# DATASET CONTENT
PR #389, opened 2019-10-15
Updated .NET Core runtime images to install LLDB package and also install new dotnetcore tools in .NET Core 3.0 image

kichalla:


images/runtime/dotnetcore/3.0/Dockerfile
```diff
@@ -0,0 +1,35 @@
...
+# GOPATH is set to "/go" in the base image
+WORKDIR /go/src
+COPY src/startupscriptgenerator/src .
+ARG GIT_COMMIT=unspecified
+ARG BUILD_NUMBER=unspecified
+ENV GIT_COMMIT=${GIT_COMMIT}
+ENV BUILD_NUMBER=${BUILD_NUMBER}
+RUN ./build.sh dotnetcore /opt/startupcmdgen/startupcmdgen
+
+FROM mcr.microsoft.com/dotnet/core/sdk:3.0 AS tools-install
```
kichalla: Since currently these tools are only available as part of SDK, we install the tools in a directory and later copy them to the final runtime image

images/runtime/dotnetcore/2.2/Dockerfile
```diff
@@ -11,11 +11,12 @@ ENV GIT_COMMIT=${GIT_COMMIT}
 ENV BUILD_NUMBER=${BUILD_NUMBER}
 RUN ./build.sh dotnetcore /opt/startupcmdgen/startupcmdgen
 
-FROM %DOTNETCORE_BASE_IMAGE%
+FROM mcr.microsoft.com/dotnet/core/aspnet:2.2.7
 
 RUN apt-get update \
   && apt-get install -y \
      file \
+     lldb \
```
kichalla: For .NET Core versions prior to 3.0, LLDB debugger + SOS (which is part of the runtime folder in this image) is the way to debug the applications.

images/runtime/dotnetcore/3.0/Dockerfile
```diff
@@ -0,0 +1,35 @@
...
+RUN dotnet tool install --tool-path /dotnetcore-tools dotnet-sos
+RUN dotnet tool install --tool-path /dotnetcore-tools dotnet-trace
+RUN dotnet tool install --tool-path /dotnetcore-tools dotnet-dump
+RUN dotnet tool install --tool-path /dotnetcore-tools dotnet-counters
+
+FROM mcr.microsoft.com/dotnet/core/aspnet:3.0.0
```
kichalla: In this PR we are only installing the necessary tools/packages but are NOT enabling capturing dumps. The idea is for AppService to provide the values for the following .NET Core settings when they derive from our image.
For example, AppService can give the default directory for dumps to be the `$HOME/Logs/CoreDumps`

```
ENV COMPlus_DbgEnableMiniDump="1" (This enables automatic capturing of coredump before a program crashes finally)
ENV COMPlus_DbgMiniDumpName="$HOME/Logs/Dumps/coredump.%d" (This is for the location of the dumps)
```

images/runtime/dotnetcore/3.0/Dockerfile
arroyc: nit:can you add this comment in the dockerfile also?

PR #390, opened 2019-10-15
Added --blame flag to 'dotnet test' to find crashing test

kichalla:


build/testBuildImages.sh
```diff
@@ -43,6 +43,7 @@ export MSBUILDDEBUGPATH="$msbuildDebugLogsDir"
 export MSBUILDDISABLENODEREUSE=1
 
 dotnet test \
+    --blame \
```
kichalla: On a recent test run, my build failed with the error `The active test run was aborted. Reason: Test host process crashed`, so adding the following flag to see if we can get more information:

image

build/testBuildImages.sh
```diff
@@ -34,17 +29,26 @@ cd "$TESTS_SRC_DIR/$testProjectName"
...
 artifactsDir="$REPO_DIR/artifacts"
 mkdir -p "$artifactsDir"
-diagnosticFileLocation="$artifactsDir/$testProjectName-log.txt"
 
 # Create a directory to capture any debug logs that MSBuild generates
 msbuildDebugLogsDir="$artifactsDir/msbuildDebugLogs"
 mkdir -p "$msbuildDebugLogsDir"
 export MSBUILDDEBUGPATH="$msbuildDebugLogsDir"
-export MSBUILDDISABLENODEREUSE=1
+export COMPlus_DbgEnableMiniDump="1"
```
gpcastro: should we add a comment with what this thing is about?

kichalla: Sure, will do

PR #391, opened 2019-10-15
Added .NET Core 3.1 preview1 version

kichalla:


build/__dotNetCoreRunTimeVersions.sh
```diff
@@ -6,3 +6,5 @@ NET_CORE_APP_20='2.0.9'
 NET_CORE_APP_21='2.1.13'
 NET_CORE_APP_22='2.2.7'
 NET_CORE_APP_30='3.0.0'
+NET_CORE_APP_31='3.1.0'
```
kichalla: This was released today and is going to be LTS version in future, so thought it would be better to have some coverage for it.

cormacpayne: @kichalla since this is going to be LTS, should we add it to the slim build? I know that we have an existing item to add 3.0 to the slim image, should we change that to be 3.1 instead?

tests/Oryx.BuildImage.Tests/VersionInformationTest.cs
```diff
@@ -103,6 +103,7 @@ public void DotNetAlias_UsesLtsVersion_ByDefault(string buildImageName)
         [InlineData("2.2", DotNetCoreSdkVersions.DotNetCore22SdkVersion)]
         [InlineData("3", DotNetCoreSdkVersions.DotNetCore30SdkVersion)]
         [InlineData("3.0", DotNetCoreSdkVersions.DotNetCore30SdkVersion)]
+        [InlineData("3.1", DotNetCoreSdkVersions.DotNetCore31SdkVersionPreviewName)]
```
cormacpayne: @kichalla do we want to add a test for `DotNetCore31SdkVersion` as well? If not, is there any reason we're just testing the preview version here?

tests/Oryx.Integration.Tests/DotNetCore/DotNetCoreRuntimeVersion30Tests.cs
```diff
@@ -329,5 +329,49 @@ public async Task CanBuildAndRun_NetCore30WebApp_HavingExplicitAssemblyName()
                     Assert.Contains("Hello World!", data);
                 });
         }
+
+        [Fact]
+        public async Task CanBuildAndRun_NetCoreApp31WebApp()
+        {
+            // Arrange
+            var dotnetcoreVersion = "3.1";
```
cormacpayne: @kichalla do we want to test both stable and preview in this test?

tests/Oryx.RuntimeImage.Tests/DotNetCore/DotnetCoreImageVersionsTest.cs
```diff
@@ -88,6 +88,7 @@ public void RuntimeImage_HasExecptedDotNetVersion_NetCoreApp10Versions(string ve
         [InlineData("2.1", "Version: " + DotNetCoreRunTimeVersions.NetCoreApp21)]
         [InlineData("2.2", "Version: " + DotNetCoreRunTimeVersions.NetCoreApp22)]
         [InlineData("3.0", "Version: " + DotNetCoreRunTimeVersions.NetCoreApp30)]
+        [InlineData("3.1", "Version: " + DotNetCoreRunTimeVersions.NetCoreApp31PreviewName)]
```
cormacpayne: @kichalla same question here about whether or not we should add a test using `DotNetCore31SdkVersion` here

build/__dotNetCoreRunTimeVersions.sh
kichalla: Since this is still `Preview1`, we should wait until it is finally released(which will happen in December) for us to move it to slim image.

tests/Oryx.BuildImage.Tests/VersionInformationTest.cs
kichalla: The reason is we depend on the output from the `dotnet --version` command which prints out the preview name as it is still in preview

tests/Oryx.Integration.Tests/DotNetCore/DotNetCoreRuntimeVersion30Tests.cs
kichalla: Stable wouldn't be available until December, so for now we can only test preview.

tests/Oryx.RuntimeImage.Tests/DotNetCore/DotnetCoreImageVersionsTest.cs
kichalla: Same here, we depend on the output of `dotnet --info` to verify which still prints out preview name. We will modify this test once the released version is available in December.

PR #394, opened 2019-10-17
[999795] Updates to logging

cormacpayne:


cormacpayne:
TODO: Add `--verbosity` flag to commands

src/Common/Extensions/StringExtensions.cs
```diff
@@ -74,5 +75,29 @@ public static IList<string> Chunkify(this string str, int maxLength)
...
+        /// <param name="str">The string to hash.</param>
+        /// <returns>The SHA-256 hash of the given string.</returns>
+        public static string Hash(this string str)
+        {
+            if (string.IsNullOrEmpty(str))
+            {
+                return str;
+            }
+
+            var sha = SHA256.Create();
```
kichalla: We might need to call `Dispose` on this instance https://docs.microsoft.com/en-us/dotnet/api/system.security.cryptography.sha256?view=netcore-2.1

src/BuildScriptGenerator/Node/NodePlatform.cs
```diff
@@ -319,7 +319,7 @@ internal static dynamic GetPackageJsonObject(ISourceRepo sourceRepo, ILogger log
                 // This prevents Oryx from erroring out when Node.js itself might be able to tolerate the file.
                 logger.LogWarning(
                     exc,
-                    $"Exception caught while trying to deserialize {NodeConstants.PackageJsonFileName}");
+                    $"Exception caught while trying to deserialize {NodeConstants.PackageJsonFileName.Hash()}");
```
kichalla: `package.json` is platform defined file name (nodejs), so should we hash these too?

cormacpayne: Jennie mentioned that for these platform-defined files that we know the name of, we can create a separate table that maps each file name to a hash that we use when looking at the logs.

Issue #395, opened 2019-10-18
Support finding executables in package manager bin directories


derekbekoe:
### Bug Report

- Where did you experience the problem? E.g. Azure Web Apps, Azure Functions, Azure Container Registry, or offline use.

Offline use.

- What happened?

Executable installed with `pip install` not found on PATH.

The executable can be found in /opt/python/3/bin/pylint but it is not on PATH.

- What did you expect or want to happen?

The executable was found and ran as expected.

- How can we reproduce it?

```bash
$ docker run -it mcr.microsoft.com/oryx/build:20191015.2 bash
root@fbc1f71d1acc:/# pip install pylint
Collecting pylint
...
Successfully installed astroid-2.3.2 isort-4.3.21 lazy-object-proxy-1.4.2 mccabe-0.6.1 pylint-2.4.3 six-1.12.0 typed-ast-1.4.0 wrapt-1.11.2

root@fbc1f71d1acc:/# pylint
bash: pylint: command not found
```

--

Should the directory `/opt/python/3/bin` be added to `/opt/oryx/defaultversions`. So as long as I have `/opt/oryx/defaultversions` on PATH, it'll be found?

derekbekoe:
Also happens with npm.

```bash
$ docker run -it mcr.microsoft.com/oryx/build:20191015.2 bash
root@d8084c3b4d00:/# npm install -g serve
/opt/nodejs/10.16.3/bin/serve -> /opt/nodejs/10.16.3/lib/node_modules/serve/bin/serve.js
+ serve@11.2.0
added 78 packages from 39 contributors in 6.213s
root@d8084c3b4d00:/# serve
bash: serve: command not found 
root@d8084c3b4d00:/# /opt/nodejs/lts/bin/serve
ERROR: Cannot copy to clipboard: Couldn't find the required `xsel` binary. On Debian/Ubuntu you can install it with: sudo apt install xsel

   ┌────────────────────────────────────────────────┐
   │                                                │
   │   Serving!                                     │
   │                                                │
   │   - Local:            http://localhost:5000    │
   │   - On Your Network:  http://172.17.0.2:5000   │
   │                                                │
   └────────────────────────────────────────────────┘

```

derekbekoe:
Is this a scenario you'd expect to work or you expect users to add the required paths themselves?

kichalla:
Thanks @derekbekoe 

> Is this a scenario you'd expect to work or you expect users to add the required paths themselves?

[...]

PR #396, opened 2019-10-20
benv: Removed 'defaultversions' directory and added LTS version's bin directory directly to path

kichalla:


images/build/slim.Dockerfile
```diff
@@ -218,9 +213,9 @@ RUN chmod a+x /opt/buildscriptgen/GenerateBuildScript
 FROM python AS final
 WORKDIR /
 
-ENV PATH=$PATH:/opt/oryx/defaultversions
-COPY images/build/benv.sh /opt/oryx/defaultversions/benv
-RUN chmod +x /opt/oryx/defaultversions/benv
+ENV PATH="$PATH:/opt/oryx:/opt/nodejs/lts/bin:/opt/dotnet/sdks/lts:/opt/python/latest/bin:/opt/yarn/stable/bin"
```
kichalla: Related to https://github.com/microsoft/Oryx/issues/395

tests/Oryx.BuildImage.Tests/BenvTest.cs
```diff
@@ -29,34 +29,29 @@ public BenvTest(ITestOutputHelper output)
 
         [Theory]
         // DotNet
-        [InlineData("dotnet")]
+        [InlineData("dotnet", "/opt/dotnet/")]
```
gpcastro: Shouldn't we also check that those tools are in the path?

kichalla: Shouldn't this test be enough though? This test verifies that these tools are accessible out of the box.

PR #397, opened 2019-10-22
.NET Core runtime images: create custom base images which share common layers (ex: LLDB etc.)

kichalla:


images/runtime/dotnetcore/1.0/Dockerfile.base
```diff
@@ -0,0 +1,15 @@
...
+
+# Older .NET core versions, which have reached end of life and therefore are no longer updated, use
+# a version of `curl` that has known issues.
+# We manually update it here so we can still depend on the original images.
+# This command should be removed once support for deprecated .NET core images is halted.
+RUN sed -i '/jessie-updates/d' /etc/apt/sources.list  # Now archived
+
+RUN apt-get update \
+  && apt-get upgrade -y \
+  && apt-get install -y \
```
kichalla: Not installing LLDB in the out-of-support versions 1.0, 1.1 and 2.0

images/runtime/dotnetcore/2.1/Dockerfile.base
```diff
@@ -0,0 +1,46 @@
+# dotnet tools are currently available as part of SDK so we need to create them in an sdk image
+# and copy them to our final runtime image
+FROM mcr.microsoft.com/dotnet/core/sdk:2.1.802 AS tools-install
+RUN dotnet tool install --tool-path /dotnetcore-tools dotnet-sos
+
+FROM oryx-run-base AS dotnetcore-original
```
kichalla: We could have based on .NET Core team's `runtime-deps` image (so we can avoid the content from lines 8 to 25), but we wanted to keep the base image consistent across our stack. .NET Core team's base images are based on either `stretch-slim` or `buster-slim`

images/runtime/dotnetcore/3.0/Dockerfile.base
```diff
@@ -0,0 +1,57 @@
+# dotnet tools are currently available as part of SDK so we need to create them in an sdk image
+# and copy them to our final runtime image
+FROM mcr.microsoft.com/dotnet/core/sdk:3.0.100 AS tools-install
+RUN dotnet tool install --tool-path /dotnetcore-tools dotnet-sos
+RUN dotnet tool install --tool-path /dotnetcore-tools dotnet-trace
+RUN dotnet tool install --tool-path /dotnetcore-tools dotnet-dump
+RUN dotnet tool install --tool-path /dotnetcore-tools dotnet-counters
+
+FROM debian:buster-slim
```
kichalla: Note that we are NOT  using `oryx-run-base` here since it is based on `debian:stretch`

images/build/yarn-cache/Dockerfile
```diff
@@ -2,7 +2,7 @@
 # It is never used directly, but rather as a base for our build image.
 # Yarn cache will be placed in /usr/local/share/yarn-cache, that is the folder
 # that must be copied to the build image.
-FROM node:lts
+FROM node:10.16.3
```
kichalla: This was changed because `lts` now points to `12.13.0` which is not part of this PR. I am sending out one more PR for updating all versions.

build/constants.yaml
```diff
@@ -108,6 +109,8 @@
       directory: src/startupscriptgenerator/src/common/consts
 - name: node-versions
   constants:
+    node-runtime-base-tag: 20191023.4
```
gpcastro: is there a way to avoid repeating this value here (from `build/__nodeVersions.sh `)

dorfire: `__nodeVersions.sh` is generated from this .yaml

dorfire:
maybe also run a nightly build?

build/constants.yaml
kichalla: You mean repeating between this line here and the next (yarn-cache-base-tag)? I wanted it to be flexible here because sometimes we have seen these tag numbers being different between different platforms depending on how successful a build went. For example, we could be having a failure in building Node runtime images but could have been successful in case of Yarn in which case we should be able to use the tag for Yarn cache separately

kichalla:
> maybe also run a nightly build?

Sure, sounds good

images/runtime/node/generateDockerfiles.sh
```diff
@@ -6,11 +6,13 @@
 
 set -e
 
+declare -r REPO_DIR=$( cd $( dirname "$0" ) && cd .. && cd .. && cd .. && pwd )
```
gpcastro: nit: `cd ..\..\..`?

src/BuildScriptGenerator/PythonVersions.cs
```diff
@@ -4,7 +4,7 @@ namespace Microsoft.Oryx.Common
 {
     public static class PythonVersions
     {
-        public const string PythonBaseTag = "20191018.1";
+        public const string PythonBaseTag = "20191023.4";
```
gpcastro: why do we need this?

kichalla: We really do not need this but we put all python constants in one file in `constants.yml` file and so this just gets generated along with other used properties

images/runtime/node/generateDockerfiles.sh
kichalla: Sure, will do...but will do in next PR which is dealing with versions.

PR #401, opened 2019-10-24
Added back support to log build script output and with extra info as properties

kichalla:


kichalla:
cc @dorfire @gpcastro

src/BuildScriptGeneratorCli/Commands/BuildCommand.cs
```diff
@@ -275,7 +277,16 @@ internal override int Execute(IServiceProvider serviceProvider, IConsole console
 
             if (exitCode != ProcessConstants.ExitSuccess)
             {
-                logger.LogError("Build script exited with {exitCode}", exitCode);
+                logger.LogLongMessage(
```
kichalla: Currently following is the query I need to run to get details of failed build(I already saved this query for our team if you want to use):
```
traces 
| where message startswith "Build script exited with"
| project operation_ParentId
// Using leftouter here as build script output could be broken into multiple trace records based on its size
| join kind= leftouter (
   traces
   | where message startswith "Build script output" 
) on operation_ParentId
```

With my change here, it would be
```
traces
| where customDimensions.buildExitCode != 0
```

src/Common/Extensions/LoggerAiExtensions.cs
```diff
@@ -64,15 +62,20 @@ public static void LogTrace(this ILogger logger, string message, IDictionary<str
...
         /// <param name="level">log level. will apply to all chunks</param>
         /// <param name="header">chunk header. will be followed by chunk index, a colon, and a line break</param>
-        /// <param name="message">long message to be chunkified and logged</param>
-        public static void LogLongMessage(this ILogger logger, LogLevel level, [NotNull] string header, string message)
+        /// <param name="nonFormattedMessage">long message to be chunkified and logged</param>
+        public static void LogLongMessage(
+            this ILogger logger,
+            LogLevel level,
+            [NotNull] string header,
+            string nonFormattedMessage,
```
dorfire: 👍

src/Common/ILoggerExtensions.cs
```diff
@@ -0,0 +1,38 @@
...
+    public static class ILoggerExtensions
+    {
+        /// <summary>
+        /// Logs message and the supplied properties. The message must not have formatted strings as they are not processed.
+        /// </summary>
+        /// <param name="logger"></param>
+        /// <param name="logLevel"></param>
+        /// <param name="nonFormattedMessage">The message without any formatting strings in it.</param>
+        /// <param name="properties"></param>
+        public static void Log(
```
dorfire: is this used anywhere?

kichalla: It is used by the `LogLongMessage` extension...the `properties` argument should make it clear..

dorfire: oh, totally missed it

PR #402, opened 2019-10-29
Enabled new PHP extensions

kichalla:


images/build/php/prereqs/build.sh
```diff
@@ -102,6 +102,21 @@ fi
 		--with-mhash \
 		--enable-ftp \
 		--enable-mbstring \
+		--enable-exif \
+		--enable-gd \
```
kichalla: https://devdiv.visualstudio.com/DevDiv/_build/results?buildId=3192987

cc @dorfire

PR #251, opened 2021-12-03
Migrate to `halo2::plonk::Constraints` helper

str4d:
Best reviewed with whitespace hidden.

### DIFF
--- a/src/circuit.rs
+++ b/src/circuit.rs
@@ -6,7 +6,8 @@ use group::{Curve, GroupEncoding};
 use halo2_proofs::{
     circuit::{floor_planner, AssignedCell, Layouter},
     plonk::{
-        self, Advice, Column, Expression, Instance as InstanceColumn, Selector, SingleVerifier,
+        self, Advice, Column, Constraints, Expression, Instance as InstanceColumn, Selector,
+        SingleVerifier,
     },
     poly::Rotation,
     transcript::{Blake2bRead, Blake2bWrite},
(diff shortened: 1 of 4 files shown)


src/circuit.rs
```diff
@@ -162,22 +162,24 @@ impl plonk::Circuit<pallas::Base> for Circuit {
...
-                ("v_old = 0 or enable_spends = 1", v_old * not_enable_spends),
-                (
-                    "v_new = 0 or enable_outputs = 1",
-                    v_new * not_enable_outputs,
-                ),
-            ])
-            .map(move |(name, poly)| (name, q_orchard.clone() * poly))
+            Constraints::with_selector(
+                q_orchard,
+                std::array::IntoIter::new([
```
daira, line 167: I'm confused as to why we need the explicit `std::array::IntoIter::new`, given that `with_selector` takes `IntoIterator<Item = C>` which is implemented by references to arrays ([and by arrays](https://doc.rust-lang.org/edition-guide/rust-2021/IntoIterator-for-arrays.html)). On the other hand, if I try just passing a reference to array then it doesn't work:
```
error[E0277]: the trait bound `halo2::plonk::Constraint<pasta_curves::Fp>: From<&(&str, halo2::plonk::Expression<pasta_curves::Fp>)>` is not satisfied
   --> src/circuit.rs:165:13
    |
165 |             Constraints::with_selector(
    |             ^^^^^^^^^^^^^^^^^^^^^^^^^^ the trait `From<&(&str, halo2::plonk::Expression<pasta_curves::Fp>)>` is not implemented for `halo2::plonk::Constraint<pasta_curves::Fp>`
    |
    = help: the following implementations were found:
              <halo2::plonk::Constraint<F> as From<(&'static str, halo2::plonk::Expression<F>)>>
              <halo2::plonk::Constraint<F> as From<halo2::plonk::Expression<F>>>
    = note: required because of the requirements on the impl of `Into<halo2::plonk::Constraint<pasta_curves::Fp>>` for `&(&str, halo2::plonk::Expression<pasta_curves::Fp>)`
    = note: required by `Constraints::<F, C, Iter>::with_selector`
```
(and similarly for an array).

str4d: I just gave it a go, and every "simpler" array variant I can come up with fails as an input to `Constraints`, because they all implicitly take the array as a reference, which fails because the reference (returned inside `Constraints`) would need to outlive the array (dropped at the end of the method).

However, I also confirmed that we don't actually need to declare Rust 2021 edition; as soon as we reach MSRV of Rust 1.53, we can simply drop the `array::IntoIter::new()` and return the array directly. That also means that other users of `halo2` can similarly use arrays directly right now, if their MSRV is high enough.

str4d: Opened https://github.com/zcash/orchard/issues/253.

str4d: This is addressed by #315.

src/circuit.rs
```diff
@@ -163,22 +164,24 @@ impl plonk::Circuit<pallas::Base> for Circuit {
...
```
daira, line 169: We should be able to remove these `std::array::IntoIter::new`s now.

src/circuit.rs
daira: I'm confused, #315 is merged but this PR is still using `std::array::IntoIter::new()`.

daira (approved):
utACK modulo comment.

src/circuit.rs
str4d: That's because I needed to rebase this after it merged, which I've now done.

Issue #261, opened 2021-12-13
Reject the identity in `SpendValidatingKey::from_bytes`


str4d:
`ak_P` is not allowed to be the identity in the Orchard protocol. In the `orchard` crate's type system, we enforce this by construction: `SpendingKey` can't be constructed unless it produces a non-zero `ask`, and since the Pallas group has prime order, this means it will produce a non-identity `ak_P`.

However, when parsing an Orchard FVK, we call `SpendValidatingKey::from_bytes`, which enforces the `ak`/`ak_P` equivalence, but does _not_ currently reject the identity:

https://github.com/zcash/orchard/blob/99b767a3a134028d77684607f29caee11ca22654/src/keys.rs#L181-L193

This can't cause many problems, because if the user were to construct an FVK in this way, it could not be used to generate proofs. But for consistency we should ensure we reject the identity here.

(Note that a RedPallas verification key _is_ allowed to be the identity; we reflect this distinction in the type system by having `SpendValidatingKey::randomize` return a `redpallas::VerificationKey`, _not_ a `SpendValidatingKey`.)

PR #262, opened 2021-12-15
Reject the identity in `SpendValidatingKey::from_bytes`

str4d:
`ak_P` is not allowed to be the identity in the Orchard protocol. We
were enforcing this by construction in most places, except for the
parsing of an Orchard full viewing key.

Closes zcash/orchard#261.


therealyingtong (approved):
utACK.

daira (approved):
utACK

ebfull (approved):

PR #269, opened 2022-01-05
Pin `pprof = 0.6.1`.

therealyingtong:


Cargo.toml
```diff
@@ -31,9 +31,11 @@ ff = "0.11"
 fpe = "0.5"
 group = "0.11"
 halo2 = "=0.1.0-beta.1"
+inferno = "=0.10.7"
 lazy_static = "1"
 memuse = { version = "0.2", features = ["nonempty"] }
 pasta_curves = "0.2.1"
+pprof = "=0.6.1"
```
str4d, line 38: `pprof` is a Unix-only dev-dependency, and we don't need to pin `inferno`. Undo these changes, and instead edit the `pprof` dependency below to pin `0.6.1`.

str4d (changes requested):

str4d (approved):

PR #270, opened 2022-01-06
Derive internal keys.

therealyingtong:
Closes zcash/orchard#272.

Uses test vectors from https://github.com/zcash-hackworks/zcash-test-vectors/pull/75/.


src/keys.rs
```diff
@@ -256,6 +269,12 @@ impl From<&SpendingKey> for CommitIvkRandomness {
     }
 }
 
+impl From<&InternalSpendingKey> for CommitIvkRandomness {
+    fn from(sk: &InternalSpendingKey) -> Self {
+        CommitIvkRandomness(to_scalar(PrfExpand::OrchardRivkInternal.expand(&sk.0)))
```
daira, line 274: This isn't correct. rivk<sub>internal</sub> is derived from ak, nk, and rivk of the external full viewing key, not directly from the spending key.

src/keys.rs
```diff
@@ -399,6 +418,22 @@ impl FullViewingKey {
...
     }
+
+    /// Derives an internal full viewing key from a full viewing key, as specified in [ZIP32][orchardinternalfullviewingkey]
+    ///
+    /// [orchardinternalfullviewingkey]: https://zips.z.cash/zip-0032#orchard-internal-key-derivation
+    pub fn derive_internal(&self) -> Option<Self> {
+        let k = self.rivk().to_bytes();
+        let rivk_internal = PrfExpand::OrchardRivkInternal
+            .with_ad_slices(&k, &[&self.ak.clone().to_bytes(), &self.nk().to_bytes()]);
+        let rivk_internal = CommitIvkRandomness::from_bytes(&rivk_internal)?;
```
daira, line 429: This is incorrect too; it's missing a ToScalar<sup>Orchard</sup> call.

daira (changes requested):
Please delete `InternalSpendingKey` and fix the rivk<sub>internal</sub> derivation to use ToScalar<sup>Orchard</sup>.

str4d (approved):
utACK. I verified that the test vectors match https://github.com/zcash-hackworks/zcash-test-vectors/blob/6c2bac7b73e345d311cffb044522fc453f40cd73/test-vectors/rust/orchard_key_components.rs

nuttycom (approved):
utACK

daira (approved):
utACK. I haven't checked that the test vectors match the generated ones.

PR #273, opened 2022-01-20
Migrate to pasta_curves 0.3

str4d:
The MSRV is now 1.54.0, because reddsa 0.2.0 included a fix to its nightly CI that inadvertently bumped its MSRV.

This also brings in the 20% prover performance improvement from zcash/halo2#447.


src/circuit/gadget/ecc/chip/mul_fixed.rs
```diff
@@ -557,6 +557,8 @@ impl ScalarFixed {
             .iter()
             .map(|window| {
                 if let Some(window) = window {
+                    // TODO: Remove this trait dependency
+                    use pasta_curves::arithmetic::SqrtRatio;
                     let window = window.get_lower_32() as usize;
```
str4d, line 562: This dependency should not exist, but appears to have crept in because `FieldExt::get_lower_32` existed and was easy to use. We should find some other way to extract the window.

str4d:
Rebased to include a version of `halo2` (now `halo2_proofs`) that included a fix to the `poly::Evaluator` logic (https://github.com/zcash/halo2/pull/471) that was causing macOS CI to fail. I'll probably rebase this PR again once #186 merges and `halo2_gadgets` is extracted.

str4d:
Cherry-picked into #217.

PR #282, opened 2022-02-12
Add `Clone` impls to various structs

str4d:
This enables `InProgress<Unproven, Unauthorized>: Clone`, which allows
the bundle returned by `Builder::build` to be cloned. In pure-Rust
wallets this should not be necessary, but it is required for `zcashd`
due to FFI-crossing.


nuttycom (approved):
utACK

# INSTRUCTIONS FOR THE TASK
Count every line of the material above that includes "blame", giving the total without any other words.

# ANSWER TO THE EXERCISE
2